Les détails entourant la mort d'un homme abattu par un policier municipal jeudi après-midi à Marseille commencent à émerger. Ce dernier, qui transportait sept bonbonnes de protoxyde d'azote dans son véhicule, est au cœur d'une enquête complexe.
L'incident s'est produit dans le 11ème arrondissement de la ville, lorsque les agents de la brigade canine, sortant d'une séance d'entraînement, ont été appelés à contrôler un automobiliste pour une infraction au code de la route. Ce dernier, pris en flagrant délit d'utilisation de son téléphone au volant, a rapidement attiré l'attention des policiers, selon les informations relayées par La Provence.
Une menace soudaine
À la surprise des agents, la situation s'est rapidement dégradée. L'automobiliste, identifié comme M.L., âgé de 26 ans, aurait menacé les policiers avec un grand couteau de cuisine avant de sortir de sa Fiat 500 en courant vers eux. Une source proche de l'enquête a rapporté que l'homme semblait avoir des "yeux hagards", intensifiant l'inquiétude des forces de l'ordre.
Des ouvriers présents sur un chantier à proximité ont été témoins de la scène alors que les policiers tentaient de maîtriser le forcené. Ce dernier, armé et enragé, aurait alors été neutralisé par l'un des agents tirant à trois reprises sur lui. "Il est traumatisé. Ses deux collègues sont également très choqués", a confié une source policière.
Témoignages et enquête en cours
Malgré les efforts de réanimation des policiers et de l'équipe médicale sur place, la victime est décédée peu après. Une autopsie et des analyses toxicologiques sont prévues pour déterminer si le protoxyde d'azote a été consommé, comme l'évoquent les bonbonnes retrouvées dans son véhicule.
M.L. était déjà connu des forces de l'ordre et faisait l’objet d’un mandat d'arrêt en raison de précédentes infractions, notamment en lien avec le narcotrafic. Cette situation soulève des questions sur la gestion du contrôle routier qui a dégénéré en drame, d'autant plus que l'individu avait des antécédents judiciaires sérieux.

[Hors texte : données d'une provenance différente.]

PR #259, opened 2024-11-06
Add maintenance7 support for dynamic descriptors

djdeath:
The limits got more precise in maintenance7 and that is helping replay some traces that would otherwise not replay on Anv. 

Our limit is 16 dynamic descriptor in total, but we had to expose 8 for ubo/ssbo in the legacy limit.

### DIFF
--- a/cli/fossilize_feature_filter.cpp
+++ b/cli/fossilize_feature_filter.cpp
@@ -1896,10 +1896,22 @@ bool FeatureFilter::Impl::descriptor_set_layout_is_supported(const VkDescriptorS
 
 	if (pool_is_update_after_bind)
 	{
-		if (counts.ubo_dynamic > props.descriptor_indexing.maxDescriptorSetUpdateAfterBindUniformBuffersDynamic)
-			return false;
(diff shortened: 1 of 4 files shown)


cli/fossilize_feature_filter.cpp
```diff
@@ -1896,10 +1896,19 @@ bool FeatureFilter::Impl::descriptor_set_layout_is_supported(const VkDescriptorS
 
 	if (pool_is_update_after_bind)
 	{
-		if (counts.ubo_dynamic > props.descriptor_indexing.maxDescriptorSetUpdateAfterBindUniformBuffersDynamic)
-			return false;
-		if (counts.ssbo_dynamic > props.descriptor_indexing.maxDescriptorSetUpdateAfterBindStorageBuffersDynamic)
-			return false;
+		if (features.maintenance7.maintenance7) {
```
HansKristian-Work, line 1899: Braces on next line, otherwise, seems fine.

HansKristian-Work (changes requested):

cli/fossilize_feature_filter.cpp
djdeath: Done.

HansKristian-Work (approved):

Issue #266, opened 2025-04-10
mac build provokes warnings


lunarpapillo:
A **macOS** build works correctly, but provokes warnings that look like they could be improved.  All of the warnings are instances of one of these three:
```
% cmake -H. -Bbuild -DFOSSILIZE_VULKAN_LAYER=OFF -DFOSSILIZE_TESTS=OFF -DCMAKE_INSTALL_PREFIX=/Volumes/smb_share/ci-build-resources/mac/fossilize
...
% cmake --build build --target install
...
/Users/lunarg/.jenkins/workspace/update-fossilize/label/Mac/Fossilize/fossilize.cpp:114:2: warning: 'sprintf' is deprecated: This function is provided for compatibility reasons only.  Due to security concerns inherent in the design of sprintf(3), it is highly recommended that you use snprintf(3) instead. [-Wdeprecated-declarations]
        sprintf(str, "%016" PRIx64, value);
        ^
... 
/Users/lunarg/.jenkins/workspace/update-fossilize/label/Mac/Fossilize/fossilize.cpp:63:20: warning: unused function 'operator!=' [-Wunused-function]
static inline bool operator!=(const VkShaderModuleIdentifierEXT &a, const VkShaderModuleIdentifierEXT &b)
                   ^
... 
/Users/lunarg/.jenkins/workspace/update-fossilize/label/Mac/Fossilize/path.cpp:147:21: warning: unqualified call to 'std::move' [-Wunqualified-std-cast-call]
                        result.push_back(move(i));
                                         ^
                                         std::
```

PR #267, opened 2025-04-10
convert sprintf calls to snprintf

lunarpapillo:
Partly addresses:

    mac build provokes warnings
    https://github.com/ValveSoftware/Fossilize/issues/266

Many implementations have deprecated sprintf() in favor of snprintf(), including macOS with latest Xcode and Windows if _CRT_SECURE_NO_WARNINGS is set.

This change converts all uses of sprintf() to snprintf().  In most cases this is simply converting
    sprintf(x, ...)
to
    snprintf(x, sizeof(x), ...)

But there are a few more complicated constructions in fossilize_replay.cpp, fossilize_db.cpp, and layer/instance.cpp.

### DIFF
--- a/cli/fossilize_disasm.cpp
+++ b/cli/fossilize_disasm.cpp
@@ -876,7 +876,7 @@ static void print_help()
 static string uint64_string(uint64_t value)
 {
 	char str[17]; // 16 digits + null
-	sprintf(str, "%016" PRIx64, value);
+	snprintf(str, sizeof(str), "%016" PRIx64, value);
 	return string(str);
 }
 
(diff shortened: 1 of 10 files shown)


lunarpapillo:
> I am 99% this is purely a warning and just reporting to "fix it now before it causes issues down the road"

I'm 100% sure. :-)

Nothing is blocked (though we did have to alter the SDK build for this repository to turn off "warnings-are-errors" in order to unblock).

The warning that `sprintf()` is deprecated was stronger on some compilers than others, suggesting that support for the function will eventually be removed.  I'm not sure whether that's something to plan for, or a toothless threat.

I would not be concerned if smart people like y'all decided this wasn't ever going to be a real issue, and decided to close the PR without merge.

(I only made a PR because I'd gone through the effort to analyze the warnings after they first broke the SDK build, and I thought I understood at that point how to fix them, and thought it would be a shame to just drop them.)

PR #285, opened 2025-10-05
Add CLI fossilize-unmerge-db tool

JohnMega:
This PR adds a tool for unmerging databases after they have been merged into a single database. This is achieved by separating the databases with the `db_merge_separator` word when merging. This word is not considered by the `StreamArchieve` parser, so it is safe.


HansKristian-Work:
I still don't understand the point here. Why not just merge the DB in the first place if you're just going to unmerge them later? Which real-world problem does this solve? How would you deal with unmerge where two archives contain the same hash? Then it's not possible to reconstruct the originals anyway.

Without having a clear use case that I can see other users potentially finding meaningful (the other two PRs fit that criteria), I'm not inclined to merge support for it.

PR #286, opened 2025-10-08
Add overwrite_db_clear flag for DataBases

JohnMega:
Sometimes (for example, in the case of `fossilize-convert-db`), it can be convenient to constantly overwrite the results in the same folder. Currently, in the case of `DumbFolderDatabase`, the result of `fossilize-convert-db` is constantly overlaid with the result of the previous operation. This PR adds the ability to clear the previous result in `DumbFolderDatabase` when writing a new result using the `fossilize-convert-db` tool.

### DIFF
--- a/cli/fossilize_convert_db.cpp
+++ b/cli/fossilize_convert_db.cpp
@@ -55,7 +55,6 @@ int main(int argc, char *argv[])
 		print_help();
 		return EXIT_FAILURE;
 	}
-	
 	auto input_db = std::unique_ptr<DatabaseInterface>(create_database(argv[1], DatabaseMode::ReadOnly));
 	auto output_db = std::unique_ptr<DatabaseInterface>(create_database(argv[2], DatabaseMode::OverWrite));
 	if (!input_db || !input_db->prepare())
--- a/fossilize_db.cpp
+++ b/fossilize_db.cpp
@@ -558,9 +558,9 @@ struct DumbDirectoryDatabase : DatabaseInterface
 
 		dirent *next_file;
 
-		while ((next_file = readdir(dp)) != NULL)
+		while ((next_file = readdir(dp)) != nullptr)
 		{
-			if (strcmp(Path::ext(next_file->d_name).c_str(), "json"))
+			if (strcmp(Path::ext(next_file->d_name).c_str(), "json") != 0)
 				continue;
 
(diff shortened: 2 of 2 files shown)


cli/fossilize_convert_db.cpp
```diff
@@ -24,23 +24,38 @@
...
 {
-	LOGI("Usage: fossilize-convert-db input-db output-db\n");
+	LOGI("Usage: fossilize-convert-db input-db output-db\n"
+		"\t[--output-db-clear (only relevant for DumbDirectoryDatabase)]\n");
 }
 
 int main(int argc, char *argv[])
 {
+	bool overwrite_db_clear = false;
 	if (argc != 3)
```
HansKristian-Work: How will you even hit the code path to parse --output-db-clear now?

fossilize_db.cpp
```diff
@@ -701,6 +717,28 @@ struct DumbDirectoryDatabase : DatabaseInterface
...
 	unordered_set<Hash> seen_blobs[RESOURCE_COUNT];
+
+protected:
+	bool overwrite_db_clear()
+	{
+		DIR* dp = opendir(base_directory.c_str());
+		if (!dp)
+			return false;
+
+		dirent* next_file;
```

"Il n’y a pas de zone d’ombre dans les circonstances qui ont amené le collègue à tirer", a déclaré l’un des agents impliqués, soulignant que chaque information serait scrutée dans le cadre de l’enquête ouverte par le parquet de Marseille pour homicide volontaire. L'affaire met en lumière la complexité des interactions entre la police et les citoyens dans des contextes à risque, comme le soulignent les experts de la sécurité publique.